▶ _Problem description_: If a line in the records below contains the word "argument", copy it out.

(Extracted data entries)
++++++++
PR #530, opened 2016-10-07
Add stats endpoint for colls/projs

nagem:
`api/projects` and `api/collections`, when called with the query param `stats=true` will add 3 new fields to each object in the response:
`session_count`
`subject_count`
`attachment_count`

### Review Checklist

### DIFF
--- a/api/dao/containerutil.py
+++ b/api/dao/containerutil.py
@@ -37,6 +37,32 @@ def add_id_to_subject(subject, pid):
         subject['_id'] = bson.ObjectId()
     return subject
 
+def get_stats(cont, cont_type):
+    """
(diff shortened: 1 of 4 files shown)


api/dao/containerutil.py
```diff
@@ -37,6 +37,32 @@ def add_id_to_subject(subject, pid):
         subject['_id'] = bson.ObjectId()
     return subject
 
+def get_stats(cont, cont_type):
```
nagem: I would like to move this to `containerstorage.py`, as well as `add_id_to_subject()` above, but `session-templates` contains the rework. 

This will most likely merge first so I'll make the move in the rebase of `session-templates` when this lands.

Issue #538, opened 2016-10-11
URL rule for /groups/{GroupId}/tags/{TagValue} should specify allowed methods


coltonlw:
https://github.com/scitran/core/blob/master/api/api.py#L155

I believe the allowed methods should be ["GET", "PUT", "DELETE"], notice POST is not included

coltonlw:
I think the same is true for the /{ContainerName}/{ContainerId}/tags/{TagValue} route:

https://github.com/scitran/core/blob/master/api/api.py#L158

PR #550, opened 2016-10-14
Fix api route method descrepencies

### LINKED ISSUE #535: URL rule for /api/groups/GroupId/roles should only allow POST
This URL rule only works for POST request, due to #534 , and it seems to be this route was only intended to allow POST method.  Suggested resolution is to specify "methods" argument when adding the url rule for this route

https://github.com/scitran/core/blob/master/api/api.py#L150

nagem:
Fixes #535, #538 

### Review Checklist


coltonlw:
The tests for these endpoints are in my latest RAML feature branch, otherwise LGTM

PR #564, opened 2016-10-20
Fix packfile subject code bug

### LINKED ISSUE #557: Sessions created via packfile upload always create new Subject ID's instead of matching
When new session is created via packfile upload, if subject has same code as existing subject in project, it gets a new subject ID

nagem:
Fixes #557 

### Review Checklist


nagem:
We might get a sad coveralls output since the database.py call structure is tested but not the individual update scripts.

PR #568, opened 2016-10-24
Add some more file types.

cgc:
This is probably not quite the right way to do this, but how can I get some new file types supported? I guess "support" is a bit ill-defined and may include 1. rendering a particular way in the UI (in simple descriptions, and also with specialized viewers) 2. permitting querying by file type. thanks!

And if we don't think the above matter, then what is the right type of blob data types like this?


api/filetypes.json
```diff
@@ -4,8 +4,11 @@
     "dicom":        [ ".dcm", ".dcm.zip", ".dicom.zip" ],
     "parrec":       [ ".parrec.zip", ".par-rec.zip" ],
     "gephysio":     [ ".gephysio.zip" ],
+    "log":          [ ".log" ],
```
nagem: It looks like the format here is to keep research/neuro file types up top, and more general file types below. Mind moving log down to the other list? Other than that, LGTM!

cgc: good call, just moved it. thanks @nagem

nagem:
Thanks! Merging..

PR #581, opened 2016-10-27
Add multi-file-gear rule matching

kofalt:
This small change to gear rules allows a gear to have multiple files automatically selected by type. To use this feature, simply add a `match` key to the rule mapping gear input name to file type:

```json
"match": {
	"bval": "bval",
	"bvec": "bvec",
	"diffusion": "nifti"
}
```

### DIFF
--- a/api/jobs/rules.py
+++ b/api/jobs/rules.py
@@ -131,6 +131,12 @@ def queue_job_legacy(algorithm_id, input_):
     job = Job(algorithm_id, inputs)
     return job.insert()
 
+def find_type_in_container(container, type_):
+    for c_file in container['files']:
+        if type_ == c_file['type']:
+            return c_file
+    return None
+
 def create_jobs(db, container, container_type, file_):
     """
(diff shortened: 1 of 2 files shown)


gsfr:
Very cool. I'll leave it to @nagem to review the code. I'd like to see this merged asap, coordinated around SfN freeze.

kofalt:
Ryan, Megan and I have coordinated on the SfN freeze & have decided that non-SfN branches are clear to land on master. We'll branch off a release tag if we have more SfN core changes.

For review purposes: it should be noted that the same old behavior is left alone; this only does something new when the `match` key is present on a rule.

kofalt:
Meta: this may have been better implemented as using the gear manifest's own input specifications. That might be a good upgrade in the future, but this will serve for the high-priority use case.

nagem:
Code LGTM. We should open a ticket to amend the existing issue of TokenPlacer not calling the code that would create jobs.

Issue #578, opened 2016-10-27
Jobs endpoint 500's for a session with no acquisitions


coltonlw:
Impact: User interface error popups occur any time a session with no acquisitions is viewed

<img width="1279" alt="screen shot 2016-10-27 at 12 38 48 pm" src="https://cloud.githubusercontent.com/assets/20908947/19778431/596da522-9c42-11e6-8d1e-b9657efd5ff1.png">

TB:

```
2016-10-27 16:37:09      scitran.api                  base.py   288:ERRO Traceback (most recent call last):
  File "/usr/local/lib/python2.7/dist-packages/webapp2.py", line 570, in dispatch
    return method(*args, **kwargs)
  File "./api/handlers/containerhandler.py", line 242, in get_jobs
    jobs = Queue.search(cont_array, states=states, tags=tags)
  File "./api/jobs/queue.py", line 197, in search
    type1 = containers[0].type
IndexError: list index out of range
 request_id=e45ec17c-1477586229

[pid: 19|app: 0|req: 106/417] 192.168.3.180 () {44 vars in 856 bytes} [Thu Oct 27 16:37:09 2016] GET /api/sessions/5812205ddad42900117f915e/jobs?root=true => generated 58 bytes in 14 msecs (HTTP/1.1 500) 3 headers in 130 bytes (2 switches on core 0)
```

This happens when a request is made to GET /api/sessions/{SessionId}/jobs  for a session which does not have any acquisitions.  

The error occurs when the search method is called with an empty container list (because there are no acquisitions aka containers for that session)
https://github.com/scitran/core/blob/bd0f068cfadbb38cce0ec3566513fd76d7b8ad8b/api/jobs/queue.py#L197

Suggest search method automatically return an empty list if it is called with an empty "containers" argument.

coltonlw:
@ryansanford can you prioritize this, could possibly impact demos?

nagem:
@coltonlw @ryansanford this is fixed in `add-job-info` as part of #552

nagem:
For context, @dpuccetti found this bug as we are allowing session creation in the UI for the first time. Currently there is no way in Flywheel to create a session without an acquisition (although the API supports it). It should not exist as an error in live sites, unless a user is POSTing directly to the API.

PR #582, opened 2016-10-27
Add jobs info

### LINKED ISSUE #552: Job endpoint enhancements for dashboard
1. [x] Store `origin` on job documents. Part of the job class; loaded during `/jobs/add` or `POST .../analyses/`.
2. [x]  Origin can be an optional `None` param on init; set to "system" or similar when not present. This is for jobs added by eg the rules settings.
3. [x] Add a `saved` string array to job object; this holds filenames of produced files. Set on engine & analysis uploads endpoints.
4. [ ] Save session information on analysis container references on the job.

cc @dpuccetti for frontend :thumbsup:

nagem:
Closes #552, #578.
### Review Checklist

### DIFF
--- a/api/jobs/jobs.py
+++ b/api/jobs/jobs.py
@@ -88,7 +88,7 @@ class Job(object):
         self.config          = config_
         self.now             = now
         self.origin          = origin
-        self.outputs         = []
+        self.saved_files     = []
 
     @classmethod
     def load(cls, e):
@@ -176,7 +176,6 @@ class Job(object):
     def save(self):
         self.modified = datetime.datetime.utcnow()
         update = self.mongo()
-        config.log.debug(update)
         job_id = update.pop('id')
         result = config.db.jobs.replace_one({'_id': job_id}, update)
         if result.modified_count != 1:
--- a/api/jobs/jobs.py
+++ b/api/jobs/jobs.py
@@ -6,13 +6,14 @@ import bson
 import copy
 import datetime
 
+from ..types import Origin
 from ..dao.containerutil import create_filereference_from_dictionary, create_containerreference_from_dictionary, create_containerreference_from_filereference
 
 from .. import config
 
 
 class Job(object):
-    def __init__(self, name, inputs, destination=None, tags=None, attempt=1, previous_job_id=None, created=None, modified=None, state='pending', request=None, id_=None, config_=None, now=False):
+    def __init__(self, name, inputs, destination=None, tags=None, attempt=1, previous_job_id=None, created=None, modified=None, state='pending', request=None, id_=None, config_=None, now=False, origin=None):
         """
         Creates a job.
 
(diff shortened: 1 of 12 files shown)


nagem:
The `/jobs` endpoint doesn't return jobs run on analyses, only acquisitions. Let me know if you want that to change @dpuccetti.

api/jobs/jobs.py
```diff
@@ -162,6 +173,16 @@ def insert(self):
         result = config.db.jobs.insert_one(self.mongo())
         return result.inserted_id
 
+    def save(self):
+        self.modified = datetime.datetime.utcnow()
+        update = self.mongo()
+        config.log.debug(update)
```
kofalt: Do we want this log statement in there when we merge?

api/jobs/jobs.py
```diff
@@ -162,6 +173,16 @@ def insert(self):
...
+        job_id = update.pop('id')
```
kofalt: Is the id pop actually necessary?

api/jobs/jobs.py
```diff
@@ -162,6 +173,16 @@ def insert(self):
...
+        result = config.db.jobs.replace_one({'_id': job_id}, update)
+        if result.modified_count != 1:
+            raise Exception('Job modification not saved')
+        return {'modified_count': 1}
```
kofalt: Why return a manual map rather than the actual result?

api/types.py
```diff
@@ -5,5 +5,6 @@
     'user':    'user',    # An authenticated user
     'device':  'device',  # A connected device (reaper, script, etc)
     'job':     'job',     # Made on behalf of a job (downloading data, uploading results, etc)
-    'unknown': 'unknown', # Other or public
+    'system':  'system',  # Created by the system (a job initiated by a rule, etc)
+    'unknown': 'unknown'  # Other or public
```
kofalt: @dpuccetti Be aware that when this PR lands there will be a new origin type.

bin/database.py
```diff
@@ -506,6 +507,20 @@ def upgrade_to_18():
...
+
+    Add origin information to job object
+    """
+
+    update = {
+        '$set': {
+            'origin' : {'type': str(Origin.unknown), 'id': None}
+        }
+    }
+    config.db.jobs.update_many({'origin.': {'$exists': False}}, update)
```
kofalt: Do you need specifically `origin.`, or will `origin` work here?

api/jobs/jobs.py
```diff
@@ -78,6 +87,8 @@ def __init__(self, name, inputs, destination=None, tags=None, attempt=1, previou
         self.id_             = id_
         self.config          = config_
         self.now             = now
+        self.origin          = origin
+        self.outputs         = []
```
kofalt: I hate to do this to you, but I think `outputs` should be renamed before this lands - `inputs` and `outputs` (currently a singleton `destination` but not forever) are kinda reserved meaning. I'd take `saved` or `result-filenames` instead?

bin/database.py
nagem: Good catch!

nagem: But, surprisingly, `origin.` does work as intended.

api/jobs/jobs.py
nagem: It's an existing practice across the API. Not married to the idea or anything, but might as well keep it consistent for now.

api/jobs/jobs.py
nagem: Nope, thanks.

nagem:
Made changes requested by @kofalt, merging.

PR #585, opened 2016-11-01
Basic gear exchange format support

kofalt:
For compatibility with [flywheel/exchange](https://github.com/flywheel-io/exchange)


nagem:
Sorry this is late - LGTM. Only change I would make is explicitly skipping those endpoints in the aboa hooks rather than losing the documentation we have. We can fix it up when gears stabilize, I know there are a lot of changes coming.

PR #593, opened 2016-11-11
Server-side resolver

kofalt:
A first pass at the server-side resolver. The resolver can walk through a human-meaningful path and return the path walked through the data hierarchy, as well as valid children of the final node. This is great for statelessly exploring the hierarchy without incuring high latency / transfer overhead.

A heavily-abbreviated example for `scitran/Neuroscience`:

```json
{
	"children": [
		{
			"node_type": "session", 
			"label": "patient_1"
		}, 
		{
			"node_type": "session", 
			"label": "control_1"
		},
		{
			"node_type": "file",
			"name": "qa_report.png"
		}, 
		{
			"node_type": "file",
			"name": "spectrum.csv"
		}
	], 
	"path": [
		{
			"node_type": "group",
			"_id": "scitran"
		}, 
		{
			"node_type": "project",
			"label": "Neuroscience"
		}
	]
}
```

The path is ordered by the hierarchy; children are always consistently ordered.
Will abort if any part of the path is not authorized; will filter any unauthorized children.

### DIFF
--- a/api/api.py
+++ b/api/api.py
@@ -21,6 +21,7 @@ from .handlers import userhandler
 from .handlers import grouphandler
 from .handlers import containerhandler
 from .handlers import collectionshandler
+from .handlers import resolvehandler
 from .handlers import searchhandler
 from .handlers import schemahandler
 from .handlers import reporthandler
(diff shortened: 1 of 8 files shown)


nagem:
LGTM as a first pass - nice work.

Just want to make note of a situation that might get us in a bind - it is possible to be in a project's permissions list without having permission to the group. Discussion unrelated to this ticket is currently ongoing on how to handle this situation smoothly, any final decision there should eventually be reflected in this permissions checking workflow.

nagem:
Also, mind writing a test or two 😎?

PR #599, opened 2016-11-21
Add basic support for jwt LDAP auth

nagem:
Allows users to authenticate with a JWT token distributed by the ldap-jwt web service. Support for multiple auth types will be added as an enhancement when a plan to continue supporting environment variable config can be created that works with an array of auth config options. 

### Review Checklist


kofalt:
LGTM. Might want to have a gander at the LDAP library docs to make sure that `r.ok` is a sufficient check against all possible error returns.

nagem:
@dpuccetti you can authenticate the same as always - just pass the jwt in the `Authorization` header instead of the Google token.

ryansanford:
@nagem Can you add the new env variable to `sample.config` file?

nagem:
@kofalt The source code of the tiny node service we're using is pretty simple, I don't see any way we'd get bit by that `r.ok` logic. Even if it did I doubt the return would have a valid email.

nagem:
@ryansanford added.

ryansanford:
@nagem Dev and Prod environment changes to default `SCITRAN_AUTH_AUTH_TYPE` correctly are complete.

Suggest setting default in `api/config.py` to align with the related existing defaults.

After that, LGTM.

api/config.py
```diff
@@ -42,6 +42,7 @@
         'prefetch': False
     },
     'auth': {
+        'auth_type': 'google',
```
nagem: @ryansanford let me know if you meant something other than this in your latest comment.

PR #7279, opened 2021-04-01
fix: bring back ask a question modal to BNMO checkout flow

olerichter00:
Addresses [PURCHASE-2175]

[PURCHASE-2175]: https://artsyproduct.atlassian.net/browse/PURCHASE-2175

PR #7716, opened 2021-06-07
chore: render Zendesk chat in checkout flow regardless of artwork price

ashleyjelks:
Zendesk collector chat within Checkout flow regardless of price. Previously we only rendered the chat option when the artwork price was over $10,000 USD or its equivalent.

Screen Shot 2021-06-07 at 12 32 56 PM

https://artsyproduct.atlassian.net/browse/PURCHASE-2693

### DIFF
--- a/src/v2/Apps/Order/OrderApp.tsx
+++ b/src/v2/Apps/Order/OrderApp.tsx
@@ -109,30 +109,6 @@ class OrderApp extends React.Component<OrderAppProps, {}> {
   }
 
   renderZendeskScript() {
-    const artwork = get(
-      this.props,
-      // @ts-expect-error STRICT_NULL_CHECK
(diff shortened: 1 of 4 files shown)


src/v2/Apps/Order/OrderApp.tsx
```diff
@@ -183,6 +159,7 @@ class OrderApp extends React.Component<OrderAppProps, {}> {
                     content="width=device-width, initial-scale=1, maximum-scale=5 viewport-fit=cover"
                   />
                 )}
+                {!isEigen && this.renderZendeskScript()}
```
ashleyjelks, line 162: This was accidentally removed in a previous PR: https://github.com/artsy/force/pull/7279

erikdstock (approved):
lookin good here

PR #7718, opened 2021-06-07
fix(navbar): prevents doubled auth buttons

dzucconi:
So — since I moved this to the NavBar it was appearing on legacy pages too. Moved it back and will address some other issues tomorrow. This just prevents the doubling so that we can get a deploy in tonight.

One thing to note that is for sure a problem: on legacy pages we actually don't have a position fixed nav — this is fine but I'm assuming we would want to collapse this too as you scroll. The logged out view on a small phone is going to have a *tiny* screen area if we don't.


damassi:
Thanks for the quick fix 👍

PR #7731, opened 2021-06-08
fix: Legacy Dev Mode

icirellik:
During the recent asset renaming logacy development mode broke due to
how asset lookup is configured.


damassi (approved):
This looks good once the runtime chunk issue is fixed 👍

PR #7732, opened 2021-06-08
fix(unsubscribe): implements unsubscribe app; deletes old apps

dzucconi:
So at the moment [the unsubscribe API endpoint is a little weird](https://github.com/artsy/gravity/blob/master/app/api/v1/me_unsubscribe_endpoint.rb). Effectively, you can only really opt out of emails completely. We _could_ update that endpoint to accept a frequency explicitly (and clear up some of the weirdness with what it's returning, and wrap it in Metaphysics while we're at it...). Not sure if we need or want that. Lemme know how you wanna proceed.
++++++++
▶ _Reply to the exercise_:
This URL rule only works for POST request, due to #534 , and it seems to be this route was only intended to allow POST method.  Suggested resolution is to specify "methods" argument when adding the url rule for this route
Suggest search method automatically return an empty list if it is called with an empty "containers" argument.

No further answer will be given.